Once a week, a file is generated to an onprem folder. My pipeline pulls from that onprem file to blob storage, then from blob to blob, during this part the pipeline filters my data goes to sql. Problem is, when it gets filtered the modified date changes and all the files in the blob storage are pulled rather than the one that got originally pulled for that week. I have attached images of my pipeline and the onprem files and what I filter for.
Instead of trying to proceed with last modified date of the file, you can proceed using file name instead.
Since you have date (yyyyddMM format) in the filename itself, you can dynamically create the filename and check if this file is present in the filtered files list or not.
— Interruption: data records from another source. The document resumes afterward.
PR #401, opened 2023-07-12
(maint) Relax Ruby requirement

mhashizume:
Prior to this commit, pupeptlabs_spec_helper required Ruby >= 2.7 in its Gemspec.

Puppetserver 7, which is expected to be supported as part of PE 2021.7.z LTS through 2025, uses JRuby 9.3.y.z which targets compatibility with Ruby 2.6 and uses that in its RUBY_VERSION.

Also, Puppet 7 lists its required Ruby as >= 2.5 in the Gemspec.

This commit relaxes the gemspec's Ruby requirements from >= 2.7 to >= 2.5 to allow full compatibility with Puppet and Puppetserver 7.

### DIFF
--- a/.rubocop.yml
+++ b/.rubocop.yml
@@ -12,7 +12,7 @@ AllCops:
     - vendor/bundle/**/*
   NewCops: enable
   SuggestExtensions: false
-  TargetRubyVersion: '2.7'
+  TargetRubyVersion: '2.5'
 
 # Disabled
 Style/ClassAndModuleChildren:
--- a/puppetlabs_spec_helper.gemspec
+++ b/puppetlabs_spec_helper.gemspec
@@ -26,7 +26,7 @@ Gem::Specification.new do |spec|
   spec.executables = Dir['bin/**/*'].map { |f| File.basename(f) }
   spec.require_paths = ['lib']
 
-  spec.required_ruby_version = Gem::Requirement.new('>= 2.7')
+  spec.required_ruby_version = Gem::Requirement.new('>= 2.5')
 
   spec.add_runtime_dependency 'mocha', '~> 1.0'
   spec.add_runtime_dependency 'pathspec', '>= 0.2', '< 2.0.0'


mhashizume:
I ran into issues with this originally when Dependabot attempted to bump spec_helper in the resource_api: https://github.com/puppetlabs/puppet-resource_api/pull/313

davidsandilands:
Hey @mhashizume I wanted to check why we want this change? Is there an issue it causes you directly or something that can't be delivered?

There are a number of technical issues expanding out the supported ruby versions so we want to understand the need to change this.

mhashizume:
Hi @davidsandilands , this is not directly a blocker or problem for me at the moment, but a few thoughts:

- Requiring Ruby 2.7 breaks compatibility with JRuby on the Puppet 7 platform for reasons I mentioned in my commit message.
- It was unexpected to me for this gem to have a stricter Ruby requirement than the version of Puppet it supports.
- It looks like the current PDK template will set the requirement for this gem to `~> 6.0` so as users update their modules, they could encounter surprise compatibility issues.

That being said, as I mentioned this is not an issue for me personally right now. I just thought I'd put up this PR in case other folks hit this issue directly or the CAT team anticipates that this could be a larger issue as people move over to >= 6.0.

bastelfreak:
> Requiring Ruby 2.7 breaks compatibility with JRuby on the Puppet 7 platform

Yes, but why does it matter? the gem isnt ment to be used on old jruby. We bumped to 2.7 because thats what Puppet Agent 7 uses, also ruby 2.5 is EoL.

davidsandilands:
@mhashizume following conversation with with the team, we have decided as this is not a blocking issue, so we are not going to go forward with relaxing the pins. The reason being relaxing the pins suggest we support modules on the older versions of Ruby (which we don’t, they are just too old and it is impossible to support everything). That does not mean that they aren’t compatible we just don’t feel it is feasible or makes sense to support and test on versions of ruby that have been EOL for a long period of time.

If this position does change and it becomes blocking please contact us and we can work out best approach with you.

PR #406, opened 2023-09-05
README.md: replace git:// with https://

kenyon:
GitHub disabled the git protocol, so git:// should be replaced with
https://. https://github.blog/changelog/2022-03-15-removed-unencrypted-git-protocol-and-certain-ssh-keys/


ekohl (approved):
I think technically `.git` is not needed, but doesn't hurt either.

bastelfreak (approved):

PR #417, opened 2023-11-22
(CAT-1603) - Revert dependencies

jordanbreen28:
this PR reverts the changes used to pinpoint to the newly proposed puppetlabs gems.
These gems are no longer being published.

## Summary

## Additional Context

## Related Issues (if any)

## Checklist
- [ ] 🟢 Spec tests.
- [ ] 🟢 Acceptance tests.
- [ ] Manually verified.


bastelfreak:
This isn't a `git revert` of the original commit, right? Would that be an option?

jordanbreen28:
> This isn't a `git revert` of the original commit, right? Would that be an option?

thanks @bastelfreak 
have opted to revert the original commits instead

LukasAud (approved):
LGTM

PR #424, opened 2024-01-16
(maint) - Make codecov gem support optional - changes to spec:simplecov rake task

jordanbreen28:
## Summary

The codecov gem has been deprecated and unsupported for quite some time now. (2+ years).
This means we are restricted to outdated versions < 0.22 of simplecov which include bugs with ruby 3.2, and naturally wont be receiving further updates. (See [here](https://github.com/simplecov-ruby/simplecov/issues/1003))

We should update the module_spec_helper file to only include this gem if installed by the user, else update documentation to guide users in how to now upload the coverage reports to codecov.io.

## Additional Context
See codecov repo https://github.com/codecov/codecov-ruby

## Related Issues (if any)

## Checklist
- [ ] 🟢 Spec tests.
- [ ] 🟢 Acceptance tests.
- [ ] Manually verified.

### DIFF
--- a/CODEOWNERS
+++ b/CODEOWNERS
@@ -1,2 +1,2 @@
 # Setting ownership to the tooling team and Tim
-* @puppetlabs/tooling @bastelfreak
+* @puppetlabs/devx @bastelfreak


ekohl (approved):

ekohl:
Slight nit: I'd rephrase the title as "Make codecov support optional" instead of "Add". Add implies it wasn't there before, but it was. Also, there's a typo in `spec:simplecov`.

jordanbreen28:
ah! derp. @ekohl Thanks for all your help on this one!

lib/puppetlabs_spec_helper/module_spec_helper.rb
```diff
@@ -20,35 +20,42 @@ def verify_contents(subject, title, expected_lines)
 module_path = File.join(fixture_path, 'modules')
 
 module_path = [module_path, env_module_path].join(File::PATH_SEPARATOR) if env_module_path
+
 if ENV['SIMPLECOV'] == 'yes'
```
bastelfreak, line 24: Is that if statement really required when you later on already catch the LoadError?

ekohl: This is a way to force it to be fatal. That way you can detect misconfigurations (missing in Gemfile). You could also argue you don't want coverage all the time (because it's slower, distracts you, etc). If you want to change it, I'd move that to a separate discussion and merge this now. It's now neatly contained to just making codecov optional.

LukasAud (approved):
LGTM

PR #439, opened 2024-02-15
task to check if puppet resources have a spec described

h0tw1r3:
Anyone interested in this?
Request for comment / improvements / toss it out?

Example:
```
$ pdk bundle exec rake spec_described[90]
pdk (INFO): Using Ruby 3.2.2
pdk (INFO): Using Puppet 8.4.0
===> rake: spec_described
Spec described coverage: 92.9%
  * 4 defines: 100.0%
  * 21 classes: 95.2%
    missing:
    - puppetdb::something
    unknown:
    - something in spec/classes/whoknows_spec.rb
  * 1 type_alias: 0.0%
    missing:
    - Puppetdb::Ttl
  * 2 functions: 100.0%
  ```

### DIFF
--- a/lib/puppetlabs_spec_helper/rake_tasks.rb
+++ b/lib/puppetlabs_spec_helper/rake_tasks.rb
@@ -8,6 +8,7 @@ require 'pathname'
 require 'puppetlabs_spec_helper/version'
 require 'puppetlabs_spec_helper/tasks/fixtures'
 require 'puppetlabs_spec_helper/tasks/check_symlinks'
+require 'puppetlabs_spec_helper/tasks/spec_described'
 require 'English'
 
 # optional gems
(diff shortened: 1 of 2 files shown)


ekohl (commented):
I like the idea, but I don't want to test my private classes (like `$module::params`). Sadly you can only declare a class as private using puppet-strings so that may be hard with your existing code.

Overall puppet-strings can already parse and extract the various types, which is probably better than using regular expressions. Any thoughts on using puppet-strings to generate a list of all resources?

h0tw1r3:
> Overall puppet-strings can already parse and extract the various types, which is probably better than using regular expressions. Any thoughts on using puppet-strings to generate a list of all resources?

Thanks for the feedback. I'll check it out, cheers!

gavindidrichsen:
Hi @h0tw1r3.  We all like this on devx, so kicked off a discussion https://github.com/puppetlabs/puppetlabs_spec_helper/discussions/442

bastelfreak:
I like this and share the same opinion as @ekohl . I think this would be a helpful addition to puppetlabs_spec_helper.

PR #943, opened 2016-09-06
Fix nightly build configuration

asarium:


chief1983:
Let's give this a shot, I'll kick off today's nightly script again.  Better late than never.

PR #946, opened 2016-09-08
Actually initialize Ignore_List.

MageKing17:
`Ignore_List` (the list of flags used to determine if a ship is an invalid target) was originally a statically-initialized bitfield stored in an `int`; the new bitset flags code added a `set_default_ignore_list()` function to provide the default values, but then forgot to call it anywhere. As a result, "hidden-from-sensors" (and the other, less-likely-to-be-noticed flags) was having no effect on the player's ability to target anything. This adds a call to `set_default_ignore_list()` to `ship_init()` so that the original functionality is restored.

### DIFF
--- a/code/ship/ship.cpp
+++ b/code/ship/ship.cpp
@@ -5226,6 +5226,9 @@ void ship_init()
 {
 	if ( !ships_inited )
 	{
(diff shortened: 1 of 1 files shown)


asarium:
LGTM.

PR #951, opened 2016-09-08
Fix cursor handling in standalone server

### LINKED ISSUE #941: Standalone will not run
The standalone won't actually run anymore.  No crash, seg faults, etc.  Even when compiled with ASan or run under GDB, there's really no information.  Just that it exited with code 01.  This occurs on Linux (gcc) and FreeBSD (clang), both tested with debug builds.  I had to comment out the newdelete.cpp on FreeBSD as current master as of this posting leads to a segmentation fault otherwise.  This is the same as the proposed fix for the alignment issues on Mac.  Suspect it is related to clang as that is one of the main common items between the two platforms, but that's outside the scope of this issue.

On windows, it crashes with the error in the below comment.

asarium:
There are a few issues with cursors in standalone mode since we don't have video support there. These changes should take care of that and make sure that the standalone server works again.

@chief1983 Please test this to check if it resolves #941.

### DIFF
--- a/code/graphics/2d.cpp
+++ b/code/graphics/2d.cpp
@@ -1073,16 +1073,27 @@ bool gr_init(os::GraphicsOperations* graphicsOps, int d_mode, int d_width, int d
 	bm_init();
 	io::mouse::CursorManager::init();
 
-	// load the web pointer cursor bitmap
-	if (!running_unittests && Web_cursor == NULL) {
-		//if it still hasn't loaded then this usually means that the executable isn't in the same directory as the main fs2 install
-		if ( (Web_cursor = io::mouse::CursorManager::get()->loadCursor("cursorweb", true)) == NULL ) {
-			Error(LOCATION, "\nWeb cursor bitmap not found.  This is most likely due to one of three reasons:\n"
-				"    1) You're running FreeSpace Open from somewhere other than your FreeSpace 2 folder;\n"
-				"    2) You've somehow corrupted your FreeSpace 2 installation, e.g. by modifying or removing the retail VP files;\n"
-				"    3) You haven't installed FreeSpace 2 at all.  (Note that installing FreeSpace Open does NOT remove the need for a FreeSpace 2 installation.)\n"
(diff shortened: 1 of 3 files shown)


chief1983:
I think this broke actually running the game, on the Mac at least.
```
Error: 
Web cursor bitmap not found.  This is most likely due to one of three reasons:
    1) You're running FreeSpace Open from somewhere other than your FreeSpace 2 folder;
    2) You've somehow corrupted your FreeSpace 2 installation, e.g. by modifying or removing the retail VP files;
    3) You haven't installed FreeSpace 2 at all.  (Note that installing FreeSpace Open does NOT remove the need for a FreeSpace 2 installation.)
Number 1 can be fixed by simply moving the FreeSpace Open executable file to the FreeSpace 2 folder.  Numbers 2 and 3 can be fixed by installing or reinstalling FreeSpace 2.

File: 2d.cpp
Line: 1092

  1   fs2_open_3_7_5_x64-DEBUG            0x000000010dd02d71 _ZN2os7dialogs5ErrorEPKc + 1905
  2   fs2_open_3_7_5_x64-DEBUG            0x000000010dd05abf _ZN2os7dialogs5ErrorEPKciS2_z + 2591
  3   fs2_open_3_7_5_x64-DEBUG            0x000000010d8b5341 _Z7gr_initPN2os18GraphicsOperationsEiiii + 2785
  4   fs2_open_3_7_5_x64-DEBUG            0x000000010d75d2e9 _Z9game_initv + 1337
  5   fs2_open_3_7_5_x64-DEBUG            0x000000010d76a2f0 _Z9game_mainiPPc + 160
  6   fs2_open_3_7_5_x64-DEBUG            0x000000010d76bf0a _Z11actual_mainiPPc + 522
  7   fs2_open_3_7_5_x64-DEBUG            0x000000010d76c0d2 main + 34
  8   libdyld.dylib                       0x00007fff8b11c5ad start + 1
  9   ???                                 0x0000000000000001 0x0 + 1
```

asarium:
This should be fixed in #953. I was pretty sure that I tested that code without the standalone flag but apparently I messed something up...

PR #952, opened 2016-09-08
Remove memory tracking code

asarium:
As discussed on IRC, the memory tracking code isn't needed anymore and caused some issues. This also removes the new and delete operators since they aren't needed anymore.


Goober5000:
@asarium This isn't helpful for people who weren't on IRC.  Can you post a chat log or summary?

The-E:
The reason we decided to remove this was that it causes problems without any clear benefit. When memory tracking is something we need to do, the built-in memory profilers in Visual Studio or its equivalents on other OSs can provide much better information than what we can glean from the single memory counter we have.

PR #958, opened 2016-09-10
Fix lua drawImage rendering

asarium:
This now uses the same material properties that `gr_bitmap` already uses and fixes the alpha blending mode for interface materials.

### DIFF
--- a/code/graphics/2d.cpp
+++ b/code/graphics/2d.cpp
@@ -1315,6 +1315,8 @@ void gr_bitmap(int _x, int _y, int resize_mode)
 
 void gr_bitmap_uv(int _x, int _y, int _w, int _h, float _u0, float _v0, float _u1, float _v1, int resize_mode)
 {
+	GR_DEBUG_SCOPE("2D Bitmap UV");
+
 	float x, y, w, h;
 	vertex verts[4];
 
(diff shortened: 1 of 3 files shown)


asarium:
@AxemP found some issues with these changes so it should not be merged yet.

AxemP:
I made a small mod that tests the three common types of drawing images with scripting. drawImage, streamingAnimation and drawMonochromeImage.

It looks like streamingAnimations aren't receiving that alpha parameter either, it always draws as full opacity even with forcing the opacity type to alphablend_filter. That was niffiwan's department so he might have some insight on how it gets drawn...

https://drive.google.com/file/d/0B_q0tkX7VcSaX1BzcnpNcXpMdTA/view?usp=sharing

asarium:
This is very odd. The generic animation renderer uses `GR_ALPHABLEND_NONE` for the APNGs which means that that behavior must have been broken for a long time.

I went ahead and fixed the APNG alpha blend type and also changed the default lua opacity type to the alpha blend filter which should ensure that scripts that rely on the old behavior continue to work.

AxemP:
I've tested the latest changes and they give the expected behavior now. :)

asarium:
Thanks, this should be ready for code review and merging now.

PR #962, opened 2016-09-11
Add script for doing automated performance test

asarium:
This script allows to compare the performance of a branch to master by
running both versions and generating a graph of frametimes for both
versions.

### DIFF
--- a/scripts/performance_check.sh
+++ b/scripts/performance_check.sh
@@ -1,0 +1,46 @@
+#!/usr/bin/env bash
+
+# This script tests for performance changes between two branches in this repository.
+
+set -ex
+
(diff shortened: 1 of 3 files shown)


scripts/performance_check.sh
```diff
@@ -0,0 +1,46 @@
...
+    cp "$FSO_DIR/profiling.csv" "/tmp/$NAME.csv"
+
+    popd
+}
+
+#git checkout master
+#run_test master "$@"
+
+#git checkout "${BRANCH}"
+#run_test changed "$@"
```
MageKing17: It seems to me that the script is of very little utility as long as these calls are commented out...

asarium: Fixed, stupid testing code...

PR #964, opened 2016-09-11
Add LTTng Tracing

TheMatthew:
This allows fast in production tracing for performance monitoring.
The information is available in Linux, in a the form of binary CTF
trace.

Tracer information is here: www.lttng.org

Signed-off-by: Matthew Khouzam matthew.khouzam@gmail.com

### DIFF
--- a/cmake/platform-unix.cmake
+++ b/cmake/platform-unix.cmake
@@ -3,4 +3,10 @@ INCLUDE(util)
 
 MESSAGE(STATUS "Configuring UNIX specific things and stuff...")
 
+list(APPEND CMAKE_MODULE_PATH "${CMAKE_CURRENT_SOURCE_DIR}/finder")
+
+include (FindLTTngUST REQUIRED)
+
+target_link_libraries(platform INTERFACE LTTng::UST)
+
 target_compile_definitions(platform INTERFACE SCP_UNIX USE_OPENAL)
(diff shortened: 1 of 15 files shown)


cmake/platform-unix.cmake
```diff
@@ -3,4 +3,10 @@ INCLUDE(util)
 
 MESSAGE(STATUS "Configuring UNIX specific things and stuff...")
 
+list(APPEND CMAKE_MODULE_PATH "${CMAKE_CURRENT_SOURCE_DIR}/finder")
+
+include (FindLTTngUST REQUIRED)
```
asarium: This library is not a platform library and should be linked directly into the code target instead.

code/graphics/2d.cpp
```diff
@@ -2124,6 +2125,7 @@ void gr_flip()
 	// m!m avoid running CHA_ONFRAME when the "Quit mission" popup is shown. See mantis 2446 for reference
 	if (!quit_mission_popup_shown)
 	{
+		tracepoint(fs2open, LUA_On_Frame__begin);
```
asarium: As I said before on IRC, the two profiling systems should be combined since it's a bit cumbersome to maintain two different kinds of tracing systems if they don't share the same external API.

TheMatthew:
Would it be better initially to add LTTng to the project with no tracepoints and then add them in later patches?

PR #966, opened 2016-09-12
Species tbl test improvements

rtoijala:
Since 16d5f88 and c9f9e1b there is no longer the danger of reading old data from `Mission_text`, so the test `missing_end_multi_text` can now be uncommented.

Also, add a unit test to check that intel entry data must be in the correct order for parsing to succeed.


rtoijala:
Seems Travis failed because one build hanged.
Is this my fault and how can it be fixed?

The-E:
Nah, I'll just restart the build.

Issue #880, opened 2016-08-24
MVE cutscenes play at incorrect aspect ratio


Yarn366:
Since the TrueType merge, MVE cutscenes have been squashed (not cropped) to about 2/3 the correct height, with the width still being correct. The video is still in the "correct" position, leaving extra space below. If the video is started from the Tech Room (and maybe before a mission--I haven't checked), garbage appears in that space.

Resolution doesn't make a difference, and neither does enabling the "Disable scale-to-window for movies" option.

Ogg cutscenes still appear to play fine.

Yarn366:
MVE playback is even more broken now: since OpenGL Core was merged, MVE cutscenes don't display at all, although the sound is still present. That is, unless a preload image is present, in which case the opening cutscene _does_ display (still at incorrect aspect ratio); cutscenes played from the Tech Room are still audio only.

Yarn366:
This is now fixed, likely due to commit 5be84cace3a55fb6d85a977d80823f312b186682.

PR #979, opened 2016-09-19
Add improved video player

asarium:
Uses FFmpeg for video decoding and multiple threads for reading and decoding files. Can handle 1080p with no stuttering.

This change requires the boost libraries and some prebuilt libraries. The prebuilt libraries are downloaded as part of the CMake configuration process.

There are currently no Mac builds of FFmpeg since I have no machine where I could compile those. The CI currently uses the homebrew libraries but someone will need to compile the libraries so we can include those in release builds.


cmake/platform-darwin.cmake
```diff
@@ -15,3 +15,5 @@ SET(CMAKE_OSX_DEPLOYMENT_TARGET "10.9")
 SET(CMAKE_SKIP_RPATH FALSE)
 SET(CMAKE_BUILD_WITH_INSTALL_RPATH TRUE)
 SET(CMAKE_INSTALL_RPATH @loader_path/../Frameworks/)
+
+set(PLATFORM_MAC TRUE CACHE INTERNAL "" FORCE)
```
chief1983: Should have a newline here at the end of the file.

SamuelCho:
Do we really need Ffmpeg to replace the video player? At the cost of adding a huge library like  boost?

chief1983:
I had also voiced concerns earlier about its size, although not particularly because of boost.  If we're adding boost for anything, there are already several other uses for it.  It's the rest of the bulk I had wondered if there wasn't a smaller option for in this case.

asarium:
FFmpeg is for H.264 decoding since that is superior to the Theora codec. As far as I know, the only reason I need boost is for the `sync_bounded_queue` since I don't want to implement that myself. It is very easy to make mistakes in multi threaded code (I tried, it didn't work) and boost has a working implementation. If you have an alternate solution for the bounded queue I would gladly remove the boost dependency.

asarium:
@chief1983 FFmpeg is a proven solution that is being used in a lot of projects. Implementing our own solution for H.264 decoding via another external library will likely lead to errors since we also need to implement a parser for MP4 files.

code/cutscene/ffmpeg/AudioDecoder.h
```diff
@@ -0,0 +1,35 @@
...
+	explicit AudioDecoder(DecoderStatus* status);
+
+	virtual ~AudioDecoder();
+
+	virtual void decodePacket(AVPacket* packet) SCP_OVERRIDE;
+
+	virtual void finishDecoding() SCP_OVERRIDE;
+};
+}
+}
```
chief1983: Need a newline here too

code/cutscene/ffmpeg/VideoDecoder.h
```diff
@@ -0,0 +1,25 @@
...
+	explicit VideoDecoder(DecoderStatus* status);
+
+	virtual ~VideoDecoder();
+
+	virtual void decodePacket(AVPacket* packet) SCP_OVERRIDE;
+
+	virtual void finishDecoding() SCP_OVERRIDE;
+};
+}
+}
```
chief1983: And a newline here.

code/cutscene/ffmpeg/internal.cpp
```diff
@@ -0,0 +1,35 @@
...
+
+	if (audioCodecCtx != nullptr) {
+		avcodec_close(audioCodecCtx);
+#if LIBAVCODEC_VERSION_INT > AV_VERSION_INT(57, 24, 255)
+		avcodec_free_context(&audioCodecCtx);
+#endif
+		audioCodecCtx = nullptr;
+	}
+}
+}
```
chief1983: When braces stack like this, could we use comments indicating what is closed where to increase clarity?

SamuelCho:
Does ffmpeg require multiple threads to be running? Or is extracting good performance out of video decoding contingent on having multithreading?

asarium:
It's for getting better performance. The current ogg player is single threaded and that is barely able to play a 720p cutscene.

SamuelCho:
I see, but why a synchronized bounded queue? Would a lock free queue not work?

asarium:
I need the ability to limit how many frames are waiting in the queue. That is required since otherwise we would just be wasting memory and CPU time with decoding frames we may not even need.

SamuelCho:
Is there any particular reason why we can't use a smaller library like this one? It's meant for single-producer, single-consumer problems which seems to be the case here. Apparently the author used it for audio processing code, very similar to what this is trying to do. And the queue can be bounded or dynamic. https://github.com/cameron314/readerwriterqueue

asarium:
The library looks promising. I'll do some tests to see if it will work with my code and if it does then I should be able to remove the boost dependency. The only reason I added boost in the first place is because I needed a threading library and `std::thread` wasn't available at that point.

asarium:
@SamuelCho The library you linked to doesn't work for this since it doesn't allow to specify an upper limit for the number of elements. It just allows to specify an initial capacity but if more elements are added the queue grows. I'll continue searching for other alternatives but at the moment it looks like boost is the best option.

SamuelCho:
Try_enqueue didn't work?

asarium:
`try_enqueue` immediately returns if the capacity is reached but I need a function that waits until there is room in the queue. The blocking queue that exists only supports that for the removing elements from the queue.

SamuelCho:
What's stopping you from just putting a condition variable that waits if the queue is full? Sorry if this sounds like backseat driving.

asarium:
Then I would just be reimplementing what the boost queue already does and I don't like duplicating work, especially if it's error-prone like multi threading stuff. If there is a solution that can be used without major changes to the code then I'm willing to make the changes but ignoring an existing solution only to avoid including boost is not very efficient.

asarium:
It's not a minor change since I need to make sure that the variable is signaled when the queue isn't full anymore by the function that removes the frames but it also needs to make sure that there are no edge cases where the synchronization or notification may fail. This all requires effort that I am not willing to invest if there is a perfectly fine solution already available.

The-E:
Way I see it, we want this feature. The best option to implement it, according to the expert on the subject, involves using a boost feature. So, we either use boost, or we do not use this feature.

I say we use this. This discussion has gotten borderline ridiculous, and I have seen no good reasons against the use of boost in it.

SamuelCho:
Okay, sorry for pushing back so hard. We kind of have boost allergy in retail game dev land. It's a hard habit to break.

asarium:
@chief1983 and I are currently working on getting Mac libraries for FFmpeg compiled and integrated into our system. After that is done this should be ready to be merged.

asarium:
The libraries @chief1983 has provided seem to be working fine. They are now used by Travis CI but I can't confirm if the generated executable actually runs.

asarium:
From my perspective, these changes are finished and are ready to be merged. Is there anything else that should be changed or discussed?

chief1983:
Got the trimmed-down ffmpeg lib for Mac uploaded, and confirmed that the boost static linking works fine.  If we can get that lib updated, I don't see any issue with this from a mac standpoint.  Ogg videos are still playing.  Anyone have the MVE files to test on Mac?

asarium:
I'm currently recompiling the Linux and Windows libraries with the updated flags. MVE is uses the old code so there shouldn't be any changes. I'll see if I have the MVE cutscenes to test if they still work.

asarium:
So, it turns out that FFmpeg is actually able to decode the old MVE videos so I replaced the old code with the new FFmpeg decoder. This should also fix #880 since the new display code works regardless of which decoder is used.

chief1983:
This makes a perfectly usable Mac build now, with filesizes not terribly exceeding what we've tolerated in the past when we weren't copying in SDL correctly.  Since no one objected then, no one's likely to now, and I don't think can trim down the new boost/ffmpeg dependencies much more unless we want to pick out individual supported formats from ffmpeg.  So, if someone wants to pass this for general code review, it's got my sign-off.

PR #980, opened 2016-09-20
Build both 32- and 64-bit builds for nightlies

asarium:


MageKing17:
My only concern with this is that I'd rather, if problems popped up with running the 64-bit builds, that they got fixed, rather than people just switching to the 32-bit build...

asarium:
The issues would obviously be fixed but if both variants are available then people could check if the issue is specific to 32- or 64-bit.

MageKing17:
> The issues would obviously be fixed but if both variants are available then people could check if the issue is specific to 32- or 64-bit.

Well, they wouldn't get fixed if somebody used the 64-bit build, encountered a problem, tried the 32-bit build, discovered it worked, and then never remembered to report the original problem... but that's obviously just me looking for trouble, so I guess we might as well go for it.

PR #981, opened 2016-09-20
fix/SDL2_framework: Use an unmodified copy of the SDL2 framework

chief1983:
The current SDL2.framework in the Frameworks archive was created with the symlinks being followed and generating duplicated files, significantly wasting space, while also not being the same as the official framework.  This corrects that by overwriting the one in the archive with the official framework.  It was created with the copyfile bit disabled, so no additional dot files, .DS_Store files, etc are in the archive.


chief1983:
Confirmed it works fine, archived size has dropped from 12 to 10 MB, unextracted size has dropped from 42 to 33 MB.

PR #1681, opened 2018-04-10
Add clang-tidy to Travis CI configuration

asarium:
This will execute [clang-tidy](https://clang.llvm.org/extra/clang-tidy/) when building the code on Travis CI to do some static code analysis. This currently only enables the check for proper `override` usage but I intend to enable more checks in the future.


asarium:
I enabled the performance checks and fixed all detected issues.

PR #1686, opened 2018-04-15
Minor clean up

PeterMitsis:
For your consideration, these patches contain various minor tweaks to help tidy up the code base.

For several files, the 'static' keyword has been applied to various routines.  On my local development machine, applying these patches reduces the size of the resulting image by about 8 kB (Ubuntu 16.04 with gcc version 5.4). Admittedly, this is pretty minor in the larger scheme of things, and mileage with other compilers may vary.

A few routines were discovered to not be in use (for several years if my searches were done correctly) and thus this set includes a patch to remove them.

Look at the following demonstration. Let's say I have the following 2 files as my filtered files. I used Get metadata
activity (child items) on the blob storage.
set variable
activity (variable name is file_name_required
).@concat('SalesWeekly_',formatDateTime(utcnow(),'yyyyddMM'),'.csv')
Now, create an array containing all the filenames returned by our get metadata
activity. The for each
activity items value is given as @activity('Get Metadata1').output.childItems
.
Inside this, use an append variable activity with value as @item().name
.
if condition
activtiy with the following dynamic content.@contains(variables('files_names'),variables('file_name_required'))
The following are reference images of the output flow.
I have used wait
for demo here. You can replace it with copy activity (from blob to SQL) in True
case. If you don't want to insert when current week file is missing, then leave the false case empty.